(WORK TASK)
Read the records below and report each line in which "given" occurs.

################

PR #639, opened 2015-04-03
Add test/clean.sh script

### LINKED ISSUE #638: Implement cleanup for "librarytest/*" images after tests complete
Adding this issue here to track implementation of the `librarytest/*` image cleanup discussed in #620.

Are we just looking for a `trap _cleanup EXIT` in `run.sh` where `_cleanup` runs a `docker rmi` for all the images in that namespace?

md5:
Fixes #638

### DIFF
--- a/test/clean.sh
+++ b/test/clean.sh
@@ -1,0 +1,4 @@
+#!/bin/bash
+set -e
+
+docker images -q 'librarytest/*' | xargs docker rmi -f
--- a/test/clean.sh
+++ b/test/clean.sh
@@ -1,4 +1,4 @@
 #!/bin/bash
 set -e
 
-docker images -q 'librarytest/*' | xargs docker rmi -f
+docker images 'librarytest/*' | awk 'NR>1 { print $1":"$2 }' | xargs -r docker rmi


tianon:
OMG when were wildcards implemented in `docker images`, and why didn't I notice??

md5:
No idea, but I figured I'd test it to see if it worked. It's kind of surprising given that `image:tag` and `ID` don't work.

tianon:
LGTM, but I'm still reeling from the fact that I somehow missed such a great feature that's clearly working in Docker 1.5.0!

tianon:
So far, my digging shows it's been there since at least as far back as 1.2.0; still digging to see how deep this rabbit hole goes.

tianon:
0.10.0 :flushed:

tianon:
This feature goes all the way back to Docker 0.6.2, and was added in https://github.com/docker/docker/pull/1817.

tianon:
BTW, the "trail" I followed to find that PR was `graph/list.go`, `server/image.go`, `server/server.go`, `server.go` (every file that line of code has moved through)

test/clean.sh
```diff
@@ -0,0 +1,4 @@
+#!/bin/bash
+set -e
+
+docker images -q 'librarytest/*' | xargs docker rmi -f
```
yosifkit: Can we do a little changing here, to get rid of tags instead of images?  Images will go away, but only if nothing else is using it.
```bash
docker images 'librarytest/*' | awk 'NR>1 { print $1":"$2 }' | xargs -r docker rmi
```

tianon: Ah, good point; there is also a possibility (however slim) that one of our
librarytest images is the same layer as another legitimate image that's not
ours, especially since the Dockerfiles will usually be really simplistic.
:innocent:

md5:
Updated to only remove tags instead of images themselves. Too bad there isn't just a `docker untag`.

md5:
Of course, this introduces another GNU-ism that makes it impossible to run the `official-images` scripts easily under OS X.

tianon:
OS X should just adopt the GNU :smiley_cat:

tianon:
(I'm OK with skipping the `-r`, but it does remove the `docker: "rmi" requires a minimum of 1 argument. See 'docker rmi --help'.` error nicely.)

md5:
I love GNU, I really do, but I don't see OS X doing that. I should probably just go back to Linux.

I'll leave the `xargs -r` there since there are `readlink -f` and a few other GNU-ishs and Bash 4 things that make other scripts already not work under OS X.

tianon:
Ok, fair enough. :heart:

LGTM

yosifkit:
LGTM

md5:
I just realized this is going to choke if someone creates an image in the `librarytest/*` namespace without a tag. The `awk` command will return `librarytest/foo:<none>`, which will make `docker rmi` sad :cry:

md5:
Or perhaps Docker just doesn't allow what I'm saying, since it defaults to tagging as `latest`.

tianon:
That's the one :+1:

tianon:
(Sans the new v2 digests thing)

################

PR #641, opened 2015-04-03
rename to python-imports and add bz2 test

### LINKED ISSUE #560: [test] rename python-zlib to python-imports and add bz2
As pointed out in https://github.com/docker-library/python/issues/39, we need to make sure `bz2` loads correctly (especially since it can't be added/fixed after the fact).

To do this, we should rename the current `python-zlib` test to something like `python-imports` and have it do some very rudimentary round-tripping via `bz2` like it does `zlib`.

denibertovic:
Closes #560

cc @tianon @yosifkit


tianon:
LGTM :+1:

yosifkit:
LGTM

################

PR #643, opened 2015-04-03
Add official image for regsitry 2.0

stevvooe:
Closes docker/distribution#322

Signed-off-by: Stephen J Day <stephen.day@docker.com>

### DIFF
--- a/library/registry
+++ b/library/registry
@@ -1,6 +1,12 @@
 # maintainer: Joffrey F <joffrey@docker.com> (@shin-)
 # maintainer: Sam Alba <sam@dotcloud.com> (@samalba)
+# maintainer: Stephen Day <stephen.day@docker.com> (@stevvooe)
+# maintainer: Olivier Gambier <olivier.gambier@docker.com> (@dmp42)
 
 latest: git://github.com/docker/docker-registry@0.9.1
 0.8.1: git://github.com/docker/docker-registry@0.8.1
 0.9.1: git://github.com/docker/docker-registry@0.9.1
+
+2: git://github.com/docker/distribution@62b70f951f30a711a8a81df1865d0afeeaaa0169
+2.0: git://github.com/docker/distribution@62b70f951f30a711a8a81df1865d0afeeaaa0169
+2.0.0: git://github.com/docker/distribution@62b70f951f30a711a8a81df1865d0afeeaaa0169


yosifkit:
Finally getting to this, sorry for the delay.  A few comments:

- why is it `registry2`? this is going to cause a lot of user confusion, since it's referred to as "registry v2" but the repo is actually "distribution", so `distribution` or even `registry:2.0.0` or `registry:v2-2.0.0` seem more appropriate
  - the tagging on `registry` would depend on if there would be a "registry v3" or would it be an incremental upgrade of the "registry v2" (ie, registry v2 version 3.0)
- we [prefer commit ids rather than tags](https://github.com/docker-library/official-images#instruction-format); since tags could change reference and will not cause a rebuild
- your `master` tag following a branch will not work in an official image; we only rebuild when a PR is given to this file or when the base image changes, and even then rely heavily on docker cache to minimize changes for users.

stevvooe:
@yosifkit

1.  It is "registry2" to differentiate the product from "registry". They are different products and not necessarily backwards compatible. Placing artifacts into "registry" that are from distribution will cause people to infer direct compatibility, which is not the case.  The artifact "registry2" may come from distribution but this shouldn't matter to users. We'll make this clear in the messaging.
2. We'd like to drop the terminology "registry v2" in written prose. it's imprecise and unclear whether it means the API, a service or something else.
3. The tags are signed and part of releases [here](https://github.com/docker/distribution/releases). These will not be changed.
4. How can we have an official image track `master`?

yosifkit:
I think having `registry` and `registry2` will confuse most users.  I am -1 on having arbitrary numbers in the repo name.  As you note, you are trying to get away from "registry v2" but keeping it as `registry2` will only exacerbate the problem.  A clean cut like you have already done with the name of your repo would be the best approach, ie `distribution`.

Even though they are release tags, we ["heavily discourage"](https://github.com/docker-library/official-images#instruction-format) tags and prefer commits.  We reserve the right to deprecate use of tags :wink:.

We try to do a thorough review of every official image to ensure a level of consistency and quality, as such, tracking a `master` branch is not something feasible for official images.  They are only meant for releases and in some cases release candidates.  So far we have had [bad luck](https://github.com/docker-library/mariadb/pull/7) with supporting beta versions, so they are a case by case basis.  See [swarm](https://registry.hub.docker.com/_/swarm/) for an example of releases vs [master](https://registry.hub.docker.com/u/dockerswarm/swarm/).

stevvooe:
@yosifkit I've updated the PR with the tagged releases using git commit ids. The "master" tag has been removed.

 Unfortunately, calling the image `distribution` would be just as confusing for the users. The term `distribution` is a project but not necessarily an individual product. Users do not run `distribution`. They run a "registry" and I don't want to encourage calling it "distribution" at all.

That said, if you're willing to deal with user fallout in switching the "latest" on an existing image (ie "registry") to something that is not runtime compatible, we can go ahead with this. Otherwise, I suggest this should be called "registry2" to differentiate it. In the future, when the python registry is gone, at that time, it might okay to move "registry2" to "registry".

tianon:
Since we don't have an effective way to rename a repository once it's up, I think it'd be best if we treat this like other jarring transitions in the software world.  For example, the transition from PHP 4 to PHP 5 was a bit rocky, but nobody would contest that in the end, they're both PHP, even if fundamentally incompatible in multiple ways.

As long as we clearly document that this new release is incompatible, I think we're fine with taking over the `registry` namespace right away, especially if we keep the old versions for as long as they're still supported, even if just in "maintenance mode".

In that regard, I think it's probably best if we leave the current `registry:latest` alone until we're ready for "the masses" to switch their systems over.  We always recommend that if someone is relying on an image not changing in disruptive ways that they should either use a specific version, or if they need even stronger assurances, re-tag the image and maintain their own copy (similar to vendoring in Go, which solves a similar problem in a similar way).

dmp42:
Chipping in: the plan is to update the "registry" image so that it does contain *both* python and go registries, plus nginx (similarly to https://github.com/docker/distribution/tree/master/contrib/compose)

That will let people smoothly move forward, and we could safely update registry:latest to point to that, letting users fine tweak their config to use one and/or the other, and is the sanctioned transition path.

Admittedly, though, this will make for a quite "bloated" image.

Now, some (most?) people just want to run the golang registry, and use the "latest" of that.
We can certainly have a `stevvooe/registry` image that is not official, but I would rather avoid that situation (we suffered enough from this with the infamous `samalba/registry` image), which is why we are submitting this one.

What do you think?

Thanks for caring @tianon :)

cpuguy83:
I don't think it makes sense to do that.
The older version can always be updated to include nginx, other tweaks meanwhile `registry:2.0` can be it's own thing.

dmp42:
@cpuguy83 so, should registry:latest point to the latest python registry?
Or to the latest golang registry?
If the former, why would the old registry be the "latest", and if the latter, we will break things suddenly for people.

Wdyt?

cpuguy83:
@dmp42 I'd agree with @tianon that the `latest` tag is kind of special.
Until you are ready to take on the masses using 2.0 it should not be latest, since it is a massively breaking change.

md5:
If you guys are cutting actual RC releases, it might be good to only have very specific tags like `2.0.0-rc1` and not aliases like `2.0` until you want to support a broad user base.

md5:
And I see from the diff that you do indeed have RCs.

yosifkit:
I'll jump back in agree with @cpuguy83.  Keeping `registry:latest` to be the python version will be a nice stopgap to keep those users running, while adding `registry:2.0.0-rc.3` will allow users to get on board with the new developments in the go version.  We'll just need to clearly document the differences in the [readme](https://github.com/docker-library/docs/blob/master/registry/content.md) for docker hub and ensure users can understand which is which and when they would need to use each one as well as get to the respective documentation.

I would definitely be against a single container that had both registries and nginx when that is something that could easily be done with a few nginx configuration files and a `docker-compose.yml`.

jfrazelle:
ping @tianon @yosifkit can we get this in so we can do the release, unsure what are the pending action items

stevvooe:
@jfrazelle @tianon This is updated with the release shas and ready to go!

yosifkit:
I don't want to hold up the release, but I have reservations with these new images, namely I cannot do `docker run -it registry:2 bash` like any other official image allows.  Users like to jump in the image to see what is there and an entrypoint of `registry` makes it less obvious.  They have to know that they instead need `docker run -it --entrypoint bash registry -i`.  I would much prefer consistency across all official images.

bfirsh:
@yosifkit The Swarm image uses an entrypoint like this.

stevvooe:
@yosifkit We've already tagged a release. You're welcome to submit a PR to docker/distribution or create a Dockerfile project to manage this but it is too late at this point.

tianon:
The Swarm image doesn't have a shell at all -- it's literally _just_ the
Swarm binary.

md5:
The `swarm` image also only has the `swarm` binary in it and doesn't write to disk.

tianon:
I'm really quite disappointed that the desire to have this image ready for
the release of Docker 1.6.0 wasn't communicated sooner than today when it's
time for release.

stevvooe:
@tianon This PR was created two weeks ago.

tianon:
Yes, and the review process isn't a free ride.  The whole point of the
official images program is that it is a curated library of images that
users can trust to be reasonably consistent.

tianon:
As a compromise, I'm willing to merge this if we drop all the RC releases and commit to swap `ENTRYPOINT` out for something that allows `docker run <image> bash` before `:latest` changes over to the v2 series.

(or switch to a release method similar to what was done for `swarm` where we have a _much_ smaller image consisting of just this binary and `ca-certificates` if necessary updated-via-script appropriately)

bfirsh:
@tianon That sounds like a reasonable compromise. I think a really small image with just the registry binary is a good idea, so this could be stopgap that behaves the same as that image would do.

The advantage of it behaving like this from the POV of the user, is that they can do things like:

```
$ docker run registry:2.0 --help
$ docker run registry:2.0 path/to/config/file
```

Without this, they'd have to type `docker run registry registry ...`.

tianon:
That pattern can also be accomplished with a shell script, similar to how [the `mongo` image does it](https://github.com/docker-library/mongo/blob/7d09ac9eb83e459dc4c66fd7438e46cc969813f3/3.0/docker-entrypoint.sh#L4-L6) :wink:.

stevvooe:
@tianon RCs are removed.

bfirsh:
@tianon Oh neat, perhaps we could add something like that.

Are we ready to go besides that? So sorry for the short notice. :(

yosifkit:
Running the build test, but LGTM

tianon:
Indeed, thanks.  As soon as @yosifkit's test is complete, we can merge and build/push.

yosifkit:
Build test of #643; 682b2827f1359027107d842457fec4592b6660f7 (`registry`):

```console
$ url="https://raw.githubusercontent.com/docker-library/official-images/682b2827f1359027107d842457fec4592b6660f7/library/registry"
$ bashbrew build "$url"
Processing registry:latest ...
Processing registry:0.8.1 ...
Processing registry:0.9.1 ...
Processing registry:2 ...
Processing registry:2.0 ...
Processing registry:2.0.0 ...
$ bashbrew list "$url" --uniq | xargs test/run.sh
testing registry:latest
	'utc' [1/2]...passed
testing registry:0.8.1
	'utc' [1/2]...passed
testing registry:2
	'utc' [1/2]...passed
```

################

(TASK RESPONSE)
No idea, but I figured I'd test it to see if it worked. It's kind of surprising given that `image:tag` and `ID` don't work.
- your `master` tag following a branch will not work in an official image; we only rebuild when a PR is given to this file or when the base image changes, and even then rely heavily on docker cache to minimize changes for users.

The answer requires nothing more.